▶ EXERCISE INSTRUCTIONS: Below are records; give the number of their lines that hold the word "import", and write nothing more.

▶ DATA FOR THIS TASK:
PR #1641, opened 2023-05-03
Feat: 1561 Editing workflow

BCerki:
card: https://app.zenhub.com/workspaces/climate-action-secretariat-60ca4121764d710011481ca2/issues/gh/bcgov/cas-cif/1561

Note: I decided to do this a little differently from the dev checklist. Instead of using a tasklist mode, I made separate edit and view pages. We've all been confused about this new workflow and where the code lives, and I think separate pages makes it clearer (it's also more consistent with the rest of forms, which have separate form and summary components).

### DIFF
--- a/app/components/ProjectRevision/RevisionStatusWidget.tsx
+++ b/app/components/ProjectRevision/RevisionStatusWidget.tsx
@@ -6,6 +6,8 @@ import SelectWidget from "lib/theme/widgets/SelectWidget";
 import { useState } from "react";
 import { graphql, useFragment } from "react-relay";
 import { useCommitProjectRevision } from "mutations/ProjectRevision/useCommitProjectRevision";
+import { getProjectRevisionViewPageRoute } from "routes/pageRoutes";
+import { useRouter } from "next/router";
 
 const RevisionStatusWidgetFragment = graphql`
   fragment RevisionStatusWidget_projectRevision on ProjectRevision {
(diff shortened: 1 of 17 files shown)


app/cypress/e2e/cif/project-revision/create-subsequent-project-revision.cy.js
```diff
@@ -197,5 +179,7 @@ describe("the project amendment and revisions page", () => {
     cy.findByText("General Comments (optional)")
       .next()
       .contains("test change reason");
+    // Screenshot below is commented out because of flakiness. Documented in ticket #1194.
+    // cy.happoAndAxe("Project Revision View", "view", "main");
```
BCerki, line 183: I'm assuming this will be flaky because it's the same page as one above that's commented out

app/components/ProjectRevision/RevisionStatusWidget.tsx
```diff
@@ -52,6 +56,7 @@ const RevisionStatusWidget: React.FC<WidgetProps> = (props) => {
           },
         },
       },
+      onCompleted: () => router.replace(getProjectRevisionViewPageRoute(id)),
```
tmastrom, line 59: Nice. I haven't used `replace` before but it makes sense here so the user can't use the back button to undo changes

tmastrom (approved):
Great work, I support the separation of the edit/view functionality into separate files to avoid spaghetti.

▶ ANSWER FOR THE TASK: 6